-------- Excerpted records --------

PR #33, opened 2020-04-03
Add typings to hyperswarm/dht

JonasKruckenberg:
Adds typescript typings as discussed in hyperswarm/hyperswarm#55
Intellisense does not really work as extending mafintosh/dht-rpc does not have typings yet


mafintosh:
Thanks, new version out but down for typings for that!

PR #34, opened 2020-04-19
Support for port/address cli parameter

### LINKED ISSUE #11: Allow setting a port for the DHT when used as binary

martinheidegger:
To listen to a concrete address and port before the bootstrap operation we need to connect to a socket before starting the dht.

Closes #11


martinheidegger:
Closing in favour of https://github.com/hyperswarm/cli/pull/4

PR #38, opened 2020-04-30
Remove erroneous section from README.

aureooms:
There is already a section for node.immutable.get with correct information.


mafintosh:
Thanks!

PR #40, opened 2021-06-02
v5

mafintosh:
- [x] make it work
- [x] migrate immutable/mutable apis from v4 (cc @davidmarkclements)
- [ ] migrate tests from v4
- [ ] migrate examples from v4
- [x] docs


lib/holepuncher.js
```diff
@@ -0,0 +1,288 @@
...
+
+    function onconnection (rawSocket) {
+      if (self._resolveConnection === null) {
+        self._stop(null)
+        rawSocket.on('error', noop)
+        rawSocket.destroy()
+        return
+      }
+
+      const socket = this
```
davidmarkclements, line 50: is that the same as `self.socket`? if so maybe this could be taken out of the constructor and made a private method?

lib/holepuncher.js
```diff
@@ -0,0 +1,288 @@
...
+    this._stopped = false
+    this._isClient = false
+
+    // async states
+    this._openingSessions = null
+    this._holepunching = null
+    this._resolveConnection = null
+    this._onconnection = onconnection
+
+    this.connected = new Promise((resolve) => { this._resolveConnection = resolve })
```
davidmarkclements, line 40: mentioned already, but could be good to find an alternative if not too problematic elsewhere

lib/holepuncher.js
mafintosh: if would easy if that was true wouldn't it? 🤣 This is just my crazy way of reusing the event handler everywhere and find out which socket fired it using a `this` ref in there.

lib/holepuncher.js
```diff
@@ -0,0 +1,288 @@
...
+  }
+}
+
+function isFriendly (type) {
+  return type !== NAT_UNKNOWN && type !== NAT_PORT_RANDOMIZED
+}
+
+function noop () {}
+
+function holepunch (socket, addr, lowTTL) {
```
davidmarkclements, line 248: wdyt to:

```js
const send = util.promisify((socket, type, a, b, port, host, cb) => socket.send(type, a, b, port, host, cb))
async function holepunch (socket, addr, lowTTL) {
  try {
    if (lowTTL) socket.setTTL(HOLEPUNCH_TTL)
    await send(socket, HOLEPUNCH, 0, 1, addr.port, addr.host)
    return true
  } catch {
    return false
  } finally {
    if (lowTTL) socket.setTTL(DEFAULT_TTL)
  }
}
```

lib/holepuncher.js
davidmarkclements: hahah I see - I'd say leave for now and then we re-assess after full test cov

--------

_Task:_ Return the entries above in full and exactly as written.

_Answer area:_
PR #33, opened 2020-04-03
Add typings to hyperswarm/dht

JonasKruckenberg:
Adds typescript typings as discussed in hyperswarm/hyperswarm#55
Intellisense does not really work as extending mafintosh/dht-rpc does not have typings yet


mafintosh:
Thanks, new version out but down for typings for that!

PR #34, opened 2020-04-19
Support for port/address cli parameter

### LINKED ISSUE #11: Allow setting a port for the DHT when used as binary

martinheidegger:
To listen to a concrete address and port before the bootstrap operation we need to connect to a socket before starting the dht.

Closes #11


martinheidegger:
Closing in favour of https://github.com/hyperswarm/cli/pull/4

PR #38, opened 2020-04-30
Remove erroneous section from README.

aureooms:
There is already a section for node.immutable.get with correct information.


mafintosh:
Thanks!

PR #40, opened 2021-06-02
v5

mafintosh:
- [x] make it work
- [x] migrate immutable/mutable apis from v4 (cc @davidmarkclements)
- [ ] migrate tests from v4
- [ ] migrate examples from v4
- [x] docs


lib/holepuncher.js
```diff
@@ -0,0 +1,288 @@
...
+
+    function onconnection (rawSocket) {
+      if (self._resolveConnection === null) {
+        self._stop(null)
+        rawSocket.on('error', noop)
+        rawSocket.destroy()
+        return
+      }
+
+      const socket = this
```
davidmarkclements, line 50: is that the same as `self.socket`? if so maybe this could be taken out of the constructor and made a private method?

lib/holepuncher.js
```diff
@@ -0,0 +1,288 @@
...
+    this._stopped = false
+    this._isClient = false
+
+    // async states
+    this._openingSessions = null
+    this._holepunching = null
+    this._resolveConnection = null
+    this._onconnection = onconnection
+
+    this.connected = new Promise((resolve) => { this._resolveConnection = resolve })
```
davidmarkclements, line 40: mentioned already, but could be good to find an alternative if not too problematic elsewhere

lib/holepuncher.js
mafintosh: if would easy if that was true wouldn't it? 🤣 This is just my crazy way of reusing the event handler everywhere and find out which socket fired it using a `this` ref in there.

lib/holepuncher.js
```diff
@@ -0,0 +1,288 @@
...
+  }
+}
+
+function isFriendly (type) {
+  return type !== NAT_UNKNOWN && type !== NAT_PORT_RANDOMIZED
+}
+
+function noop () {}
+
+function holepunch (socket, addr, lowTTL) {
```
davidmarkclements, line 248: wdyt to:

```js
const send = util.promisify((socket, type, a, b, port, host, cb) => socket.send(type, a, b, port, host, cb))
async function holepunch (socket, addr, lowTTL) {
  try {
    if (lowTTL) socket.setTTL(HOLEPUNCH_TTL)
    await send(socket, HOLEPUNCH, 0, 1, addr.port, addr.host)
    return true
  } catch {
    return false
  } finally {
    if (lowTTL) socket.setTTL(DEFAULT_TTL)
  }
}
```

lib/holepuncher.js
davidmarkclements: hahah I see - I'd say leave for now and then we re-assess after full test cov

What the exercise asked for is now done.